Kedro defines Hook specifications for particular execution points where users can inject additional behaviour. Currently, the following Hook specifications are provided in kedro.framework.hooks:

  • after_catalog_created
  • before_node_run
  • after_node_run
  • on_node_error
  • before_pipeline_run
  • after_pipeline_run
  • on_pipeline_error

The naming convention for non-error Hooks is <before/after>_<noun>_<past_participle>, in which:

  • <before/after> and <past_participle> refers to when the Hook executed, e.g. before <something> was run or after <something> was created.
  • <noun> refers to the relevant component in the Kedro execution timeline for which this Hook adds extra behaviour, e.g. catalog, node and pipeline.

The naming convention for error hooks is on_<noun>_error, in which:

  • <noun> refers to the relevant component in the Kedro execution timeline that throws the error.

kedro.framework.hooks lists the full specifications for which you can inject additional behaviours by providing an implementation.

Hook implementation

You should provide an implementation for the specification that describes the point at which you want to inject additional behaviour.

A Hook implementation should have the same name as the specification. It provides a concrete implementation with a subset of the specification’s parameters. For example, the full signature of the after_data_catalog_created Hook specification is:

@hook_spec
def after_catalog_created(
    self,
    catalog: DataCatalog,
    conf_catalog: Dict[str, Any],
    conf_creds: Dict[str, Any],
    save_version: str,
    load_versions: Dict[str, str],
    run_id: str,
) -> None:
    pass

However, if you just want to use this Hook to add transformer for a data catalog after it is created, your Hook implementation can be as simple as:

# <your_project>/src/<your_project>/hooks.py
from kedro.extras.transformers.time_profiler import ProfileTimeTransformer
from kedro.framework.hooks import hook_impl
from kedro.io import DataCatalog


class TransformerHooks:

    @hook_impl
    def after_catalog_created(self, catalog: DataCatalog) -> None:
        catalog.add_transformer(ProfileTimeTransformer())
  • To declare a Hook implementation, use the @hook_impl decorator
  • You only need to make use of a subset of arguments defined in the corresponding specification
  • Group related Hook implementations under a namespace, preferably a class
  • You can register more than one implementations for the same specification.

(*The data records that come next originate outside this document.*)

PR #1260, opened 2019-02-19
RUBY-1704 Create collections with write concern majority in transacti…

saghm:
…ons spec tests

### DIFF
--- a/spec/support/transactions.rb
+++ b/spec/support/transactions.rb
@@ -257,7 +257,7 @@ module Mongo
         coll = support_client[@spec.collection_name]
         coll.database.drop
         coll.with(write: { w: :majority }).drop
-        support_client.command(create: @spec.collection_name)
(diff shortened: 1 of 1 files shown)


saghm:
I ran the transactions tests locally to ensure that nothing failed; the evergreen run is ongoing

p-mongo:
I meant that this is the correct way of passing the write concern, since tests were passing without write concern being passed as well.

saghm:
The driver doesn't do any handling of the write concern here; it's an option for the [`create` command](https://docs.mongodb.com/manual/reference/command/create/), so it gets passed verbatim to the server. If you're asking if the driver correctly passes options passed in command documents to the server, then yes, it does.

p-mongo:
OK thanks.

p-mongo:
@saghm Merge?

saghm:
Will do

They will be called in LIFO (last-in, first-out) order.

Registering your Hook implementations with Kedro

Hook implementations should be registered with Kedro through the ProjectContext:

# <your_project>/src/<your_project>/run.py
from your_project.hooks import TransformerHooks


class ProjectContext(KedroContext):
    project_name = "kedro-tutorial"
    project_version = "0.16.4"

    hooks = (
        # register the collection of your Hook implementations here.
        # Note that we are using an instance here, not a class. It could also be a module.
        TransformerHooks(),
    )
    # You can add more than one hook by simply listing them
    # in a tuple.`hooks = (Hook1(), Hook2())`

    def _get_pipelines(self) -> Dict[str, Pipeline]:
        return create_pipelines()

This ensures that the after_data_catalog_created implementation above will be called automatically after every time a data catalog is created.

Kedro also has auto-discovery on by default, meaning that any installed plugins that declare a hooks entry-point will be registered. To learn more about how to enable this for your custom plugin, see our plugin development guide.

Note: Auto-discovered hooks will run after the ones specified in ProjectContext.hooks.

Under the hood

Under the hood, we use pytest’s pluggy to implement Kedro’s Hook mechanism. We recommend reading their documentation if you have more questions about the underlying implementation.